(Stored records)
+--

Issue #787, opened 2020-08-31
Rate Limiting when downloading media?


itisyeetimetoday:
Does Instaloader automatically rate limit when scraping post and stories? I know that it auto rate limits when scraping followers, but I'm not sure if it automatically rate limits when scraping media.

MrC0D3:
Yes it does. Check https://github.com/instaloader/instaloader/issues/774

Instagram also has its own rate limits.

Issue #774, opened 2020-08-15
429 error on first post retrieval from logged in account, successive attempts also fail


MrC0D3:
**Describe the bug**
429 error on first or second attempt at post retrieval from logged in account, even after waiting several minutes or hours between requests. No 429 error when logged out of the account, but account login is necessary to download media from private profiles and for high quality images.

**To Reproduce**
instaloader <target> --no-captions --no-profile-pic --no-metadata-json --no-video-thumbnails --login=xxx --post-filter="date_utc >= datetime(2020, 1, 1)"

Same 429 error if I use my local IP address or switch to a VPN for the account.

**Expected behavior**
Successful download of media that meets criteria

**Error messages and tracebacks**
This error was displayed on the first run from the logged in account. 
```
Loaded session from /Users/xxx/.config/instaloader/session-xxx.
Logged in as xxx.
Stored ID xxx for profile xxx.
Retrieving posts from profile xxx.
[  1/286] <target>/2020-08-15_xxx_UTC.mp4 
[  2/286] JSON Query to api/v1/media/xxx/info/: 429 Too Many Requests [retrying; skip with ^C]
HTTP error code 429 was returned because too many queries occurred in
the last time. Please do not use Instagram in your browser or run
multiple instances of Instaloader in parallel.
The request will be retried in 666 seconds, at 11:54.
GraphQL requests:
  xxx
    last 10 minutes: 1 requests
    last 11 minutes: 1 requests
    last 15 minutes: 1 requests
    last 20 minutes: 1 requests
    last 30 minutes: 1 requests
    last 60 minutes: 1 requests
  other
    last 10 minutes: 1 requests
    last 11 minutes: 1 requests
    last 15 minutes: 1 requests
    last 20 minutes: 1 requests
    last 30 minutes: 1 requests
    last 60 minutes: 1 requests
  iphone
    last 10 minutes: 1 requests
    last 11 minutes: 1 requests
    last 15 minutes: 1 requests
    last 20 minutes: 1 requests
    last 30 minutes: 1 requests
    last 60 minutes: 1 requests
^C[skipped by user]
JSON Query to api/v1/media/xxx/info/: 429 Too Many Requests Unable to fetch high quality image version of <Post xxx>.
```

**Instaloader version**
$ instaloader --version
4.5

**Additional context**

[...]

PR #1581, opened 2022-06-13
Allow construction of instaloader with rate controller from command line

cecileae:
Many users have complained in existing issues such as #787, #774, etc for rate limiting functionality. I've added usage of the preexisting RateController class for users using instaloader as a standalone command line tool.

The documentation is updated and it is ready to be merged.


cecileae:
Functionality already exists, closing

+--

*Exercise details:* Scan the records above for the string "info", then select every line that holds it.

*Answer to this problem:*
[  2/286] JSON Query to api/v1/media/xxx/info/: 429 Too Many Requests [retrying; skip with ^C]
JSON Query to api/v1/media/xxx/info/: 429 Too Many Requests Unable to fetch high quality image version of <Post xxx>.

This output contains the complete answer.